======== Extracted records ========

PR #26120, opened 2026-02-02
Added transistor podcast landing page to Portal account details

9larsons:
ref https://linear.app/ghost/issue/NY-925/

Added Podcasts landing page link in Portal > Member Details when transistor.fm integration is enabled and the member has access to at least some shows.

## Summary by CodeRabbit

* **New Features**
  * Transistor Podcasts added to account pages: shows a Podcasts section with a Subscribe button linking to Transistor.fm for eligible members.

* **Localization**
  * Added "Podcasts" translation key across portal locales with a context entry.

* **Style**
  * Global frame styles extended to include a Podcasts action fade-in animation.

* **Tests**
  * New unit tests covering UI rendering and integration behavior for the Podcasts feature.


apps/portal/src/components/pages/AccountHomePage/components/account-actions.js
```diff
@@ -34,8 +37,6 @@ const AccountActions = () => {
         });
     };
 
-    // Extract helper functions for complex conditions
```
EvanHahn, line 37: ❤️

apps/portal/src/components/pages/AccountHomePage/components/transistor-podcasts-action.js
```diff
@@ -0,0 +1,42 @@
...
+
+const TransistorPodcastsAction = ({hasPodcasts, memberUuid}) => {
+    if (!hasPodcasts || !memberUuid) {
+        return null;
+    }
+
+    const transistorUrl = `https://partner.transistor.fm/ghost/${memberUuid}`;
+
+    return (
+        <section className="gh-portal-action-transistor">
```
EvanHahn: nit: there's some inconsistency about whether these use single or double quotes. I think we should use single quotes everywhere.

In the long term, an autoformatter should fix this.

apps/portal/src/components/pages/AccountHomePage/components/transistor-podcasts-action.js
```diff
@@ -0,0 +1,42 @@
...
+        }
+    }
+`;
+
+const TransistorPodcastsAction = ({hasPodcasts, memberUuid}) => {
+    if (!hasPodcasts || !memberUuid) {
+        return null;
+    }
+
+    const transistorUrl = `https://partner.transistor.fm/ghost/${memberUuid}`;
```
EvanHahn, line 25: nit: is there any risk that `memberUuid` is some unexpected value? I don't want someone to, for example, put a query string in there.

apps/portal/src/components/pages/AccountHomePage/components/use-integrations.js
```diff
@@ -0,0 +1,45 @@
...
+
+        const checkTransistor = async () => {
+            try {
+                const response = await fetch(`https://partner.transistor.fm/ghost/member/${memberUuid}`);
+                if (response.ok) {
+                    const data = await response.json();
+                    setTransistorPodcasts(data.member === true);
+                }
+            } catch (e) {
+                // Silently fail - don't show the button if we can't reach Transistor
```
EvanHahn: Two nits:

1. I like this but I think it could be good to `console.warn()` or equivalent, to help us debug in the future.
2. This could also happen if we can't parse the response as JSON, or if `data` isn't an object.

```suggestion
                // Don't show the button if Transistor fails
                console.warn('Error in Transistor request', e);
```

apps/portal/src/components/pages/AccountHomePage/components/use-integrations.js
```diff
@@ -0,0 +1,45 @@
...
+    const [transistorPodcasts, setTransistorPodcasts] = useState(false);
+
+    useEffect(() => {
+        if (!isTransistorEnabled || !memberUuid) {
+            return;
+        }
+
+        const checkTransistor = async () => {
+            try {
+                const response = await fetch(`https://partner.transistor.fm/ghost/member/${memberUuid}`);
```
EvanHahn: nit: We should cancel this if the component unmounts. The `useEffect` callback should return something that cancels an `AbortController`, probably. And make sure to cancel both the `fetch` and the response handling.

apps/portal/test/unit/components/pages/AccountHomePage/transistor-podcasts-action.test.js
```diff
@@ -0,0 +1,164 @@
...
+            expect(queryByText('Podcasts')).not.toBeInTheDocument();
+            expect(queryByText('Subscribe')).not.toBeInTheDocument();
+        });
+
+        test('renders nothing when memberUuid is missing', () => {
+            const {queryByText} = setup({hasPodcasts: true, memberUuid: null});
+            expect(queryByText('Podcasts')).not.toBeInTheDocument();
+        });
+
+        test('renders nothing when both props are missing', () => {
```
EvanHahn: nit: IMO, both props should be required. If you agree, I think we should remove this test.

apps/portal/test/unit/components/pages/AccountHomePage/transistor-podcasts-action.test.js
```diff
@@ -0,0 +1,164 @@
...
+
+        test('Subscribe link opens in new tab', () => {
+            const {getByText} = setup({hasPodcasts: true, memberUuid: 'test-uuid-123'});
+            const link = getByText('Subscribe');
+            expect(link.getAttribute('target')).toBe('_blank');
+            expect(link.getAttribute('rel')).toBe('noopener noreferrer');
+        });
+    });
+
+    describe('Integrated with AccountActions', () => {
```
EvanHahn: nit: Should these be part of `AccountActions` tests instead?

apps/portal/test/unit/components/pages/AccountHomePage/transistor-podcasts-action.test.js
```diff
@@ -0,0 +1,164 @@
...
+                overrideContext: {site, member}
+            });
+
+            await waitFor(() => {
+                expect(window.fetch).toHaveBeenCalled();
+            });
+
+            expect(queryByText('Podcasts')).not.toBeInTheDocument();
+        });
+
```
EvanHahn, line 27: nit: Could you also test what happens if `fetch` returns a 200 response, but invalid JSON?

EvanHahn (changes requested):
LGTM other than several nitpicks.

apps/portal/src/components/pages/AccountHomePage/components/transistor-podcasts-action.js
9larsons: Only if someone manually manipulated their database. Given this is outgoing, it's on the transistor side to protect against odd query params (though we should do what we can to prevent questionable behavior...).

apps/portal/test/unit/components/pages/AccountHomePage/transistor-podcasts-action.test.js
9larsons: I had considered that - was on the fence about leaving all integration-based tests in a single file. Moved, though.

apps/portal/test/unit/components/pages/AccountHomePage/transistor-podcasts-action.test.js
9larsons: Good idea.

apps/portal/src/components/pages/AccountHomePage/components/transistor-podcasts-action.js
EvanHahn: Sounds good. If you want to do basic validation on this, great—but I think it's fine as is.

apps/portal/src/components/pages/AccountHomePage/components/use-integrations.js
```diff
@@ -0,0 +1,58 @@
...
+                // Don't show the button if Transistor fails
+                // eslint-disable-next-line no-console
+                console.warn('Error in Transistor request', e);
+            }
+        };
+
+        checkTransistor();
+
+        return () => controller.abort();
+    }, [isTransistorEnabled, memberUuid]);
```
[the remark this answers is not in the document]
EvanHahn: I don't know if this comment is worth addressing. This is theoretically a problem if the props ever change, because we could show stale data. If we ever expect `memberUuid` or `isTransistorEnabled` to change—which maybe we don't—then this probably isn't an issue.

apps/portal/test/unit/components/pages/AccountHomePage/account-actions.test.js
```diff
@@ -0,0 +1,136 @@
...
+
+            const {queryByText} = render(<AccountActions />, {
+                overrideContext: {site, member}
+            });
+
+            await waitFor(() => {
+                expect(window.fetch).toHaveBeenCalled();
+            });
+
+            expect(queryByText('Podcasts')).not.toBeInTheDocument();
```
EvanHahn, line 53: nit: Does this necessarily check the correct behavior? I imagine the following sequence being possible:

1. `window.fetch` is called, unblocking the `waitFor` above
2. `Podcasts` is not in the document because the React component hasn't updated, so this assertion passes
3. `Podcasts` gets added to the document

Not sure if this is an issue given the way `waitFor` works and the way these matchers work. But wanted to flag.

(This comment applies elsewhere in this file too.)

EvanHahn (approved):
Two non-blocking comments.

apps/portal/test/unit/components/pages/AccountHomePage/account-actions.test.js
9larsons: Good take. I suspect it's fine, though it's often good to be prudent.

========

◆ Brief
Show every line above in which the word "single" appears.

◆ Answer for this exercise
EvanHahn: nit: there's some inconsistency about whether these use single or double quotes. I think we should use single quotes everywhere.
9larsons: I had considered that - was on the fence about leaving all integration-based tests in a single file. Moved, though.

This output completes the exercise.